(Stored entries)
PR #1725, opened 2019-06-16
chore: Simplify the app

### LINKED ISSUE #1724: Simplify the app
**Describe the chore**
Extra features need to be commented out from the app, as discussed.

- [x] Yes
- [ ] No

ShridharGoel:
Fixes #1724

### DIFF
--- a/app/src/main/java/com/eventyay/organizer/core/main/FragmentNavigator.java
+++ b/app/src/main/java/com/eventyay/organizer/core/main/FragmentNavigator.java
@@ -69,9 +69,9 @@ class FragmentNavigator {
             case R.id.nav_dashboard:
                 fragment = EventDashboardFragment.newInstance(eventId);
                 break;
-            case R.id.nav_sell:
+            /*case R.id.nav_sell:
                 fragment = CreateOrderFragment.newInstance(eventId);
-                break;
+                break;*/
             case R.id.nav_attendees:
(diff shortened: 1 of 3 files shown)


iamareebjamal:
What was the point of implementing roles and speaker call if it was to commented out?

iamareebjamal:
Instead of commenting it out. Make it configurable through env variables in gradle file.

ShridharGoel:
@iamareebjamal In the meeting, @mariobehling told me to comment out these features as they are not needed in the app and can be used from the frontend when required.

iamareebjamal:
That'll make the efforts made into the app development futile and development hours wasted. Just add the option to enable and disable features through configuration and we'll add the necessary values in the build process

Ref: https://github.com/luggit/react-native-config/blob/master/android/dotenv.gradle

mariobehling:
@iamareebjamal We decided in the meeting to comment it out for now as we only have one developer working on this. We want to focus on the basic functionality first. We can add an "expert mode" to the app later in GSoC.

@ShridharGoel We are now approaching the second term of GSoC. You should be sticking to best practices by now. Please always add screenshots and for major changes a test apk. It should have been here. There is no description in the PR here neither. Simply saying "fixes issue" is not enough. We need a description, screenshot etc. See how other people are doing it e.g. in the frontend project. You are not following best practices.

PR #1808, opened 2019-07-12
feat: Implement sound for check-in and check-out

### LINKED ISSUE #1747: Improve "Device Settings"
* Take out option "Collect attendee information" (and ensure we are collecting attendee information by default)
* Add option "Play Sounds" (Enable sounds for user interface events) and implement different sounds on successful and unsuccessful check in

ShridharGoel:
Fixes #1747 

Changes: 

- Implemented sound for check-in and check-out and added option to toggle on/off the feature to play sounds in Device Settings.
- Removed 'Collect attendee information'.

Sound used: https://freesound.org/people/thisusernameis/sounds/426888


app/src/main/java/com/eventyay/organizer/core/attendee/list/SwipeController.java
```diff
@@ -57,6 +65,11 @@ public int getMovementFlags(RecyclerView recyclerView, RecyclerView.ViewHolder v
     public void onSwiped(RecyclerView.ViewHolder viewHolder, int direction) {
         int swipedPosition = viewHolder.getAdapterPosition();
         attendeesViewModel.toggleCheckInState(attendeeList, swipedPosition);
+
+        if (playSound) {
+            MediaPlayer mediaPlayer = MediaPlayer.create(context, R.raw.check_in_sound);
```
liveHarshit: I think raw fine not required. The media player can convert text to speech.

ShridharGoel: Text to speech? Here, we are just playing a sound when a user is checked in.

liveHarshit: Yes, for that media player can speak the same from string also. It will reduce the app size.

ShridharGoel: But how can the this type of sound be written as string? It doesn't contain words which we can convert using Text to Speech.

liveHarshit: Oh, I was thinking that it is speaking checked in.

PR #1813, opened 2019-07-15
feat: Implement Mapbox for event location in F-Droid build variant

### LINKED ISSUE #1809: Implement Mapbox for adding event location in F-Droid build variant
**Describe the feature you'd like**
Implement Mapbox for adding event location in F-Droid build variant.

- [x] Yes
- [ ] No

ShridharGoel:
Fixes #1809

GIF for the change:

Implement Mapbox for event location in F-Droid build variant


app/build.gradle
```diff
@@ -62,17 +63,19 @@ android {
             proguardFiles getDefaultProguardFile('proguard-android.txt'), 'proguard-rules.pro'
 
             buildConfigField "String", "DEFAULT_BASE_URL", '"https://api.eventyay.com/v1/"'
+            buildConfigField "String", "MAPBOX_ACCESS_TOKEN", "\"${MAPBOX_ACCESS_TOKEN}\""
```
iamareebjamal: Should be with Google Places API key, not in between base URLs

iamareebjamal:
Note that app should not crash if there is no access token

app/build.gradle
ShridharGoel: Updated.

ShridharGoel:
> Note that app should not crash if there is no access token

Done.

PR #1895, opened 2019-08-16
fix: Prevent Account section's action bar title from changing

### LINKED ISSUE #1892: Action Bar title changes when clicking on email
**Describe the bug**
When clicking on email to redirect to mailing app, ActionBar title change from "<Account Name>" to "OrganizerDetailActivity"
Besides, it is also illogical that the person who owning the email want to send an email to himself/herself

**Screenshots**
ezgif-2-49d310e68ead

Yes

ShridharGoel:
Fixes #1892

### DIFF
--- a/app/src/main/java/com/eventyay/organizer/core/organizer/detail/OrganizerDetailFragment.java
+++ b/app/src/main/java/com/eventyay/organizer/core/organizer/detail/OrganizerDetailFragment.java
@@ -1,20 +1,12 @@
 package com.eventyay.organizer.core.organizer.detail;
 
-import androidx.annotation.Nullable;
-import androidx.lifecycle.ViewModelProvider;
-import androidx.lifecycle.ViewModelProviders;
 import android.content.Intent;
 import android.content.pm.ApplicationInfo;
 import android.content.pm.PackageManager;
-import androidx.databinding.DataBindingUtil;
 import android.graphics.Bitmap;
 import android.graphics.BitmapFactory;
 import android.net.Uri;
 import android.os.Bundle;
-import com.google.android.material.snackbar.Snackbar;
-import androidx.swiperefreshlayout.widget.SwipeRefreshLayout;
-import androidx.appcompat.app.ActionBar;
-import androidx.appcompat.app.AppCompatActivity;
 import android.view.LayoutInflater;
 import android.view.Menu;
 import android.view.MenuInflater;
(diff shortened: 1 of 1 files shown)


app/src/main/java/com/eventyay/organizer/core/organizer/detail/OrganizerDetailFragment.java
```diff
@@ -185,6 +186,25 @@ public void onStart() {
...
+            String firstName = user.getFirstName();
+            String lastName = user.getLastName();
+            String email = user.getEmail();
+
+            if (firstName != null)
+                ((AppCompatActivity) getActivity()).getSupportActionBar().setTitle(
+                    firstName + " " + lastName);
+            else
+                ((AppCompatActivity) getActivity()).getSupportActionBar().setTitle(email);
+        }
```
iamareebjamal: Where was it previously being set?

iamareebjamal:
@anhanh11001 That's set in AndroidManifest

app/src/main/java/com/eventyay/organizer/core/organizer/detail/OrganizerDetailFragment.java
ShridharGoel: In the XML file.

iamareebjamal: Why wasn't it working?

ShridharGoel: Whenever the fragment was being resumed, the title was getting changed to `OrganizerDetailActivity` because of the `getTitle()` method of the BaseFragment.

ShridharGoel: The `onResume()` method in the BaseFragment:

```
@Override
public void onResume() {
    super.onResume();
    setTitle(getString(getTitle()));
}
```

iamareebjamal: So why not override `getTitle`?

ShridharGoel: `getTitle()` is already overridden and `OrganizerDetailActivity` is being set from there. Is it possible to set the organizer name from there since it takes int resource value and we cannot change values in strings.xml programatically at runtime?

iamareebjamal: Got it

app/src/main/java/com/eventyay/organizer/core/organizer/detail/OrganizerDetailFragment.java
```diff
@@ -185,6 +186,25 @@ public void onStart() {
...
+        if (user != null) {
+            String firstName = user.getFirstName();
+            String lastName = user.getLastName();
+            String email = user.getEmail();
+
+            if (firstName != null)
+                ((AppCompatActivity) getActivity()).getSupportActionBar().setTitle(
+                    firstName + " " + lastName);
+            else
+                ((AppCompatActivity) getActivity()).getSupportActionBar().setTitle(email);
```
iamareebjamal: Eliminate duplication `((AppCompatActivity) getActivity()).getSupportActionBar()`

ShridharGoel: Updated.

PR #1959, opened 2019-10-08
fix: last name shows as "null"

### LINKED ISSUE #1939: Last name shows as "null"
**At the time of signup,Last name field is optional,so if we don't fill this field then it shows last name as null**

**Screenshots**

**Smartphone Info:**

|               | |
|---------------|-|
|Device         ||
|Android Version 6.0|    |

**Additional context**

- [-] Yes
- [ ] No
- Other:

thatfedupguy:
Fixes #1939 

Changes: At the time of signup, the Last name field is optional, so if we don't fill this field then it shows the last name as null in navigation drawer as there was no check on the last name to be null. I have added a check on the user's last name to be "" if null otherwise the last name entered by the user.

Screenshots for the change:
Screenshot_20191009-011540

### DIFF
--- a/app/src/main/res/layout/main_nav_header.xml
+++ b/app/src/main/res/layout/main_nav_header.xml
@@ -55,7 +55,7 @@
                 <TextView
                     android:layout_width="wrap_content"
                     android:layout_height="wrap_content"
-                    android:text='@{ user.firstName == null ? user.email : user.firstName + " " + user.lastName }'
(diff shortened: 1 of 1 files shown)


ShridharGoel (approved):

iamareebjamal (changes requested):
Change PR title according to the guidelines

thatfedupguy:
@iamareebjamal  I have changed the PR title accordingly.

iamareebjamal (approved):

PR #2008, opened 2019-12-18
fix: Multiple Screens removed 

### LINKED ISSUE #2007: Multiple CreateEventActivities open on multiple taps
**Describe the bug**
Multiple CreateEventActivity open up when the add('+') is pressed multiple times simultaneously.
Similar bug is found on tapping the profile icon(found in navigation drawer) multiple times.

**To Reproduce**
1. Go to the App
2. Tap on add Event button or the profile icon multiple times.
3. Now, as you press the backPress button, you land up in CreateEvent Activity or Profile Activity
 respectively depending on what you tap.

**Expected behavior**
You should have reached the home screen instead of the CreateEvent Activity.

**Logs**

**Screenshots**

**Smartphone Info:**

|               | |
|---------------|-|
|Device         |Samsung Galaxy J8|
|Android Version|Pie 9.0|

**Additional context**

- [X] Yes
- [ ] No
- Other:

Kalit31:
Fixes #2007 

Changes: Added a flag in EventListFragment and MainActivity to prevent opening of multiple screens on button tap.

### DIFF
--- a/app/build.gradle
+++ b/app/build.gradle
@@ -220,7 +220,7 @@ dependencies {
     implementation 'com.f2prateek.rx.preferences2:rx-preferences:2.0.0'
 
     // Fast Adapter
-    implementation "com.mikepenz:fastadapter:4.1.1"
+    implementation "com.mikepenz:fastadapter:4.1.2"
     implementation 'com.timehop.stickyheadersrecyclerview:library:0.4.3'
     implementation 'me.xdrop:fuzzywuzzy:1.1.9'
 


adityastic (commented):
Hi Kalit, thanks for dropping a pull request. What I suggest is you should attach the onclick listeners onResume and set them null on onDetach and when the button is clicked. This helps you avoid memory leaks and clears situations like these.

adityastic:
Edit: It would be a better approach to just control this field from the viewmodel. That would avoid the state changes as well.

iamareebjamal:
Not sure this is something we should fix. This will needlessly add code to the app when not needed. It's a bug (if even considered one) in the Android Framework, not in the app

#### [Problem to solve]
The answer must be every line of the records that contains the word "people".

#### [Answer below]
@ShridharGoel We are now approaching the second term of GSoC. You should be sticking to best practices by now. Please always add screenshots and for major changes a test apk. It should have been here. There is no description in the PR here neither. Simply saying "fixes issue" is not enough. We need a description, screenshot etc. See how other people are doing it e.g. in the frontend project. You are not following best practices.
Sound used: https://freesound.org/people/thisusernameis/sounds/426888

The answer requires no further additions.